(What you have to do):
All lines that hold the string "been" should be copied. Find them in the listing below.
Data listing START
PR #939, opened 2019-02-24
resistor-colors: New exercise implementation

### LINKED ISSUE #938: Implement New Resistor exercise: ResistorSignificants
In the Resistor Series exercises, [#2](https://github.com/exercism/problem-specifications/pull/1466) is being launched. 

This is a nice simple exercise in Ruby. It can be solved with a simple `map`, and it's just a level above what tutorials offer re: simple array operations. (The first in the series is too simple in Ruby.)

In the Track Anatomy Project, we discussed creating more diversity in the kind of exercises tracks offer. In Ruby, we can add some scripting exercises. Resistor #2 is a great candidate. 

Can we implement this as a scripting exercise? And who would be up to that?

pgaspar:
Closes #938. The goal was to have something that passes the tests from https://github.com/exercism/problem-specifications/pull/1466 so we can start the conversation.

TODO:
- [x] Add to config.json

### DIFF
--- a/exercises/resistor-colors/README.md
+++ b/exercises/resistor-colors/README.md
@@ -1,0 +1,52 @@
+# Resistor Colors
+
+If you want to build something using a Raspberry Pi, you'll probably use _resistors_. For this exercise, you need to know two things about them:
+
+* Each resistor has a resistance value.
+* Resistors are small - so small in fact that if you printed the resistance value on them, it would be hard to read.
+To get around this problem, manufacturers print color-coded bands onto the resistors to denote their resistance values. Each band acts as a digit of a number. For example, if they printed a brown band (value 1) followed by a green band (value 5), it would translate to the number 15.
+
+In this exercise, you are going to create a helpful program so that you don't have to remember the values of the bands. The program will take two colors as input, and output the correct number.
+
+The band colors are encoded as follows:
+
+- Black: 0
+- Brown: 1
+- Red: 2
+- Orange: 3
+- Yellow: 4
+- Green: 5
+- Blue: 6
+- Violet: 7
+- Grey: 8
+- White: 9
+
+* * * *
+
+For installation and learning resources, refer to the
+[Ruby resources page](http://exercism.io/languages/ruby/resources).
+
+For running the tests provided, you will need the Minitest gem. Open a
+terminal window and run the following command to install minitest:
+
+    gem install minitest
+
+If you would like color output, you can `require 'minitest/pride'` in
+the test file, or note the alternative instruction, below, for running
+the test file.
+
+Run the tests from the exercise directory using the following command:
+
+    ruby resistor_colors_test.rb
+
+To include color from the command line:
+
+    ruby -r minitest/pride resistor_colors_test.rb
+
+
+## Source
+
+Maud de Vries, Erik Schierboom [https://github.com/exercism/problem-specifications/issues/1464](https://github.com/exercism/problem-specifications/issues/1464)
+
+## Submitting Incomplete Solutions
+It's possible to submit an incomplete solution so you can see how others have completed the exercise.
--- a/config.json
+++ b/config.json
@@ -221,6 +221,16 @@
         "math"
       ]
     },
+    { "slug": "resistor-colors",
+      "uuid": "57b0c57e-26a5-4ccf-aaf2-2fefddd918c1",
+      "core": false,
+      "unlocked_by": "acronym",
+      "difficulty": 2,
+      "topics": [
+        "array",
+        "loops"
+      ]
+    },
     {
       "slug": "rna-transcription",
       "uuid": "41f66d2a-1883-4a2c-875f-663c46fa88aa",
--- a/config.json
+++ b/config.json
@@ -224,7 +224,7 @@
     { "slug": "resistor-colors",
       "uuid": "57b0c57e-26a5-4ccf-aaf2-2fefddd918c1",
       "core": false,
-      "unlocked_by": "acronym",
+      "unlocked_by": null,
       "difficulty": 2,
       "topics": [
         "array",
--- a/exercises/resistor-colors/.meta/generator/resistor_colors_case.rb
+++ b/exercises/resistor-colors/.meta/generator/resistor_colors_case.rb
@@ -1,0 +1,7 @@
+require 'generator/exercise_case'
+
+class ResistorColorsCase < Generator::ExerciseCase
+  def workload
+    assert_equal(expected, "ResistorColors.value(#{colors})")
+  end
+end
--- a/exercises/resistor-colors/.meta/solutions/resistor_colors.rb
+++ b/exercises/resistor-colors/.meta/solutions/resistor_colors.rb
@@ -1,0 +1,21 @@
+module ResistorColors
+  COLORS = %w(
+    black
+    brown
+    red
+    orange
+    yellow
+    green
+    blue
+    violet
+    grey
+    white
+  ).freeze
+
+  def self.value(color_bands)
+    color_bands
+      .map { |color| COLORS.index(color) }
+      .join
+      .to_i
+  end
+end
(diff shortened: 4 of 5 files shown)


F3PiX:
Aha cool! That helps!

This was supposed  to be an array exercise, making use of the fun fact that the colours are coded 0..9, so we can use the index in the array to find the code. 
Ideally, the exercise would steer into the direction of something like:

```
color_bands.map {|color| COLORS.index(color) }.join.to_i
```
Can we make that happen?

pgaspar:
I assume `color_bands` is the input? If so you should suggest changing the problem specification so it defines the method input as an array and not two separate attributes.

> Can we make that happen?

Other than that, I can change the solution to be more in line with your snippet. If the input doesn't change to an array, though, I expect many students to prefer something along the lines of:

```ruby
"#{COLORS.index(color1)}#{COLORS.index(color2))".to_i
```

vs.

```ruby
[color1, color2].map {|color| COLORS.index(color) }.join.to_i
```

This last solution does a lot more work, specially for something that will only ever receive 2 colors (right?). It makes an array out of the two color variables, maps through it, joins the result creating a string, converts the string back to integer. The first approach makes a string using interpolation and converts it to integer.

F3PiX:
The input _is_ going to change to an array. To be continued.

exercises/resistor-significants/.meta/solutions/resistor_significants.rb
```diff
@@ -0,0 +1,21 @@
...
+    brown
+    red
+    orange
+    yellow
+    green
+    blue
+    violet
+    grey
+    white
+  )
```
F3PiX: Let's freeze this.

F3PiX:
> This [map] solution does a lot more work, specially for something that will only ever receive 2 colors (right?). It makes an array out of the two color variables, maps through it, joins the result creating a string, converts the string back to integer. The first approach makes a string using interpolation and converts it to integer.

- A resistor can have more than 2 bands (1 upto 6), and students can be well aware of that fact through the description. But, in this exercise it is always about 2 bands, yes.
- I'd think that the `map` solution is better: more idiomatic, more open/close, better readability, better maintainability. And given that we don't care about optimization at this point in the track. 
Is it true then that the map solution is better? 
- If ^ is  true, we can go two ways: when students create a solution with string interpolation, the mentoring can point to `map`. Or, we just accept the string interpolation as 'minimal solution for approval', and use the next exercise in the series, that adds the third band, to illustrate the usefulness of een open/close solution. 
- If ^^ is not true, we just go with the string interpolation.

pgaspar:
> * I'd think that the `map` solution is better: more idiomatic, more open/close, better readability, better maintainability. And given that we don't care about optimization at this point in the track.
  Is it true then that the map solution is better?

I think this is all a bit arguable. If the input is going to be an array from the get go I'd do something like this, just because I prefer mapping over accessing array elements directly using `[0]` or `first`. RE open/closed, what scenario are you thinking about specifically?

So, to clarify, I agree with changing the solution when the input changes on the problem specification now that the input is an array. But I still have some doubts regarding making it about open/closed - a good example of how extension and modification would look like here would help!

pgaspar:
The exercise has been renamed from `resistor-significants` to `resistor-colors`. I'm updating the PR to reflect that.

pgaspar:
The build is failing because `config.json` was not updated. @F3PiX if you can add a commit with that change I'd appreciate it!

pgaspar:
Squashed everything into a single commit. Squashed commits:

- resistor-significants: Initial approach
- resistor-significants: map approach
- resistor-significants: Array input
- resistor-colors: New exercise

pgaspar:
Looks good to me @F3PiX. Do you want someone else to review this?

F3PiX:
Thanks Pedro :bow: I added the config.json.

As stated in the OP, we should discuss a bit more how we want to use the exercise in the track. 

- The most important thing: avoid that the student has to decide on the data structure. I'd prefer to give them the COLORS array, by:
  - Adding a hint to the Readme, where they can copy/paste the COLORS array 
  OR  
  - Adding a stub file with the COLORS array in it. Discussed [here](https://github.com/exercism/ruby/issues/541). I'm not a fan of adding stub files everywhere, but in this case, giving them the data structure for the Colors is a big pro to me.   

The other thing on my wish list: add some script exercises. This could be a candidate for the first,  simple one.  Using `gets.chomp` is part of most beginner tutorials I know of, but `ARGV` would be more interesting, but also levels it up, and in that case the logic may be a bit too simple. 

Thoughts?

pgaspar:
> The most important thing: avoid that the student has to decide on the data structure. I'd prefer to give them the COLORS array

I'm not entirely sure why we want to force people to follow this specific approach so much. I thought Exercism was not about prescribing the single correct solution but allowing for experimentation and leveraging the fact that we have real mentors to explore the pros and cons of other approaches.

> The other thing on my wish list: add some script exercises. This could be a candidate for the first, simple one. Using gets.chomp is part of most beginner tutorials I know of, but ARGV would be more interesting, but also levels it up, and in that case the logic may be a bit too simple.

I shared some of my thought regarding this on Slack, but I'll share them here too for others to read: This seems to deviate a bit from the test-first approach. Throughout the track we try to get people to run their code through their tests, not by calling it via terminal. In `TwoFer` it's common to see people use `puts` and `p` and to have `TwoFer.two_fer("Some String")` at the end of the file. That is usually indicative that they’re not running the tests but rather manually debugging through their console / IDE.

Another point is that `gets.chomp` is hard to test. Here are [some examples](https://stackoverflow.com/questions/16948645/how-do-i-test-a-function-with-gets-chomp-in-it) of what people do. This by itself forces the code to have a certain structure which may be confusing for beginners.

I'm skeptical about the need to have script exercises in Exercism. I'd rather if we continued focusing on running exercises via the tests, which is a good habit to interiorize from early on IMO.

Curious about what others think.

F3PiX:
@pgaspar My conclusion for now is: let's merge it as is, and I'll monitor what happens.  
 
re:  the scripting exercises: they shouldn't be non-TDD. And I totally agree that an exercise at this level should have easy to read tests! Good point.

exercises/resistor-colors/README.md
```diff
@@ -0,0 +1,52 @@
...
+
+* Each resistor has a resistance value.
+* Resistors are small - so small in fact that if you printed the resistance value on them, it would be hard to read.
+To get around this problem, manufacturers print color-coded bands onto the resistors to denote their resistance values. Each band acts as a digit of a number. For example, if they printed a brown band (value 1) followed by a green band (value 5), it would translate to the number 15.
+
+In this exercise, you are going to create a helpful program so that you don't have to remember the values of the bands. The program will take two colors as input, and output the correct number.
+
+The band colors are encoded as follows:
+
+- Black: 0
```
kotp: Traditionally, these bands are expressed as starting with value 1.  It fits the mnemonic that we use to remember the values.  Since this describes the problem domain, there is no reason to order them as we order things in the programming domain (often using 0 as the starting point).

F3PiX: That's not what I found.

For quick reference:
https://en.wikipedia.org/wiki/List_of_electronic_color_code_mnemonics
All these mnemonics starts with BB, for Black and Brown.

In Dutch it is `**Z**ij Bracht Rozen op Gerrits Graf bij view grauw weer`
Z for Zwart = Black. `weer` = Wit = White

The fun is: it's one of the rare real life cases where the index 0 _does_ have meaning, and that was the inspiration for the exercise.  :joy:

kotp: Well, it has been quite a few decades. :)  And I am going off of my rusty memory.  Good to go then.

F3PiX:
Thanks all, and especially @pgaspar for delivering _yet another_ nice addition to the track! 

🍾

pgaspar:
@kotp I believe merging is blocked until you ✅ the PR.

kotp:
I noted that it is currently not core and unlocked by null.

F3PiX:
Thanks Victor!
Data listing END
(Task answer):
The exercise has been renamed from `resistor-significants` to `resistor-colors`. I'm updating the PR to reflect that.
kotp: Well, it has been quite a few decades. :)  And I am going off of my rusty memory.  Good to go then.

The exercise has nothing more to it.